# Metal Dog Houses



## Howard Gaines III (Dec 26, 2007)

How many folks use metal dog houses and what are the feelings on them? Igloo brand has its points but I need something with strength. Are there any brands which are better for the buck?


----------



## Geoff Empey (Jan 8, 2008)

I dunno Howard. I have the igloo myself and hate the thing. Hard to clean and to many places where the rocket bitch can chew on it. The metal ones I've seen that I like are the K9 Kondo. Their dog den 3 should be big enough to fit your bouvs. http://www.k-9kondo.com/product_Super-Den-3-Large_22_0.html Not really that more expensive either compared to the Igloo.

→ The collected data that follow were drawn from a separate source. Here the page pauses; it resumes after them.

PR #2669, opened 2019-03-20
ENCD-4530 Fix duplicate alternate accessions

forresttanaka:
* The biggest change is in the `Supersede` component of typeutils.js. I cleaned up the code to all be more consistent and easy to maintain. I also renamed `Supersede` to `ReplacementAccessions` to more accurately reflect its current role.
* I also modified a restricted-file display in the header of file pages so that it stops using CSS styles I removed in this ticket’s predecessor.

### DIFF
--- a/src/encoded/static/components/typeutils.js
+++ b/src/encoded/static/components/typeutils.js
@@ -295,44 +295,39 @@ export function fileStatusList(session, sessionProperties) {
 }
 
 
-// Display supersedes/superseded_by lists.
-export const Supersede = ({ context }) => {
+/**
+ *  Display supersedes/superseded_by/alternate_accessions lists.
+ */
+export const ReplacementAccessions = ({ context }) => {
     const alternateAccessions = context.alternate_accessions || [];
+    const supersededByAtIds = context.superseded_by || [];
+    const supersedes = (context.supersedes && context.supersedes.map(supersedesAtId => globals.atIdToAccession(supersedesAtId))) || [];
 
-    // Make array of supersedes accessions
-    let supersedes = [];
-    if (context.supersedes && context.supersedes.length) {
-        supersedes = context.supersedes.map(supersede => globals.atIdToAccession(supersede));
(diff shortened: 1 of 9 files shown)


src/encoded/static/components/typeutils.js
```diff
@@ -295,44 +295,39 @@ export function fileStatusList(session, sessionProperties) {
 }
 
 
-// Display supersedes/superseded_by lists.
-export const Supersede = ({ context }) => {
+/**
+ *  Display supersedes/superseded_by/alternate_accessions lists.
+ */
+export const ReplacementAccessions = ({ context }) => {
```
zoldello: Not a big deal
- Need JSDoc?

forresttanaka: I haven’t been putting that on React component comments because we already document props in propTypes. Not sure if JSDoc has been updated for React components.

zoldello: Not a big deal
Maybe it is just me, but I see nothing really being replaced.

forresttanaka: Accessions are being replaced by other accessions — alternates, supersedes.

src/encoded/static/components/typeutils.js
```diff
@@ -295,44 +295,39 @@ export function fileStatusList(session, sessionProperties) {
...
+                        ))}
+                    </h4>
+                : null}
+                {supersedes.length > 0 ?
+                    <h4 className="replacement-accessions__supersedes">Supersedes {supersedes.join(', ')}</h4>
+                : null}
             </div>
         );
     }
     return null;
```
zoldello: Not a big deal

This is  just my personal taste. It makes sense to me as empty components needs to be set to null. But not everyone will get at first why you need to return null rather than just do nothing (which will return undefined.) Maybe check for opposite of if-statement and return null if that is true. Otherwise, proceed as normal..?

But then since you are handy I'd just build one to the Ontario SPCA specs out of whatever material you want. http://www.ontariospca.ca/docs/Ideal_Doghouse.pdf


----------



## Howard Gaines III (Dec 26, 2007)

Thanks Geoff. This is a pain in my a$#. I know there are models that are dog proof, but with Rock, shoot, he could eat a forest and crap toothpicks! I need something and figure that with the tax return I can buy it.


----------



## Geoff Empey (Jan 8, 2008)

I hear you. If I could do it all over again I'd be doing the K9 Kondo Dog den or do a custom with those SPCA plans with plastic lumber and plastic plywood like this http://www.northbrookfarms.com/catalog.asp?prodid=524576 and then get a metal fab shop to frame the door in stainless steel. If he breaks that ... well maybe you should sleep in the dog house and Rock in the house with the missus!


----------



## Guest (Dec 1, 2008)

I have 5 Dog Den II's. They are the best house I've ever had for any type of dog. They last the most desctructive of dogs and hold up in all weather. I've had mine for over 3 years and they still look new. The dogs love getting on top of them as well. I have nothing but good things to say....other than the price when comparing to an igloo I guess.


----------



## jack van strien (Apr 9, 2009)

Howard,
How cold does it get where you are?Are the doghouses inside a kennel,a dry area?


----------



## Howard Gaines III (Dec 26, 2007)

jack van strien said:


> Howard,
> How cold does it get where you are?Are the doghouses inside a kennel,a dry area?


 Jack it gets sooo cold, I carry a stick when I need to take a leak. 16 degrees o/s now. Houses are i/s the kennels but the male Bouvs, he eats everything!!!!!!!!!!!


----------



## Guest (Dec 1, 2008)

Howard Gaines III said:


> Jack it gets sooo cold, I carry a stick when I need to take a leak. 16 degrees o/s now. Houses are i/s the kennels but the male Bouvs, he eats everything!!!!!!!!!!!


 
Wouldn't eat the dog dens!! You can keep te doors open in the summer months and down in winter months. When mine come out in the AM, you can see the steam come off them, it stays nice and toasty in there. 

They are not huge where the dog wouldn't stay warm either, they are the right size! With the door cowl it stops the elements, rain, snow, wind from getting in there as well.


----------



## David Frost (Mar 29, 2006)

All of our houses are the Igloo brand. They seem to do us a good job. I've replaced one or two over the years, but generally they seem to hold up.

DFrost


----------



## Geoff Empey (Jan 8, 2008)

David Frost said:


> All of our houses are the Igloo brand. They seem to do us a good job. I've replaced one or two over the years, but generally they seem to hold up.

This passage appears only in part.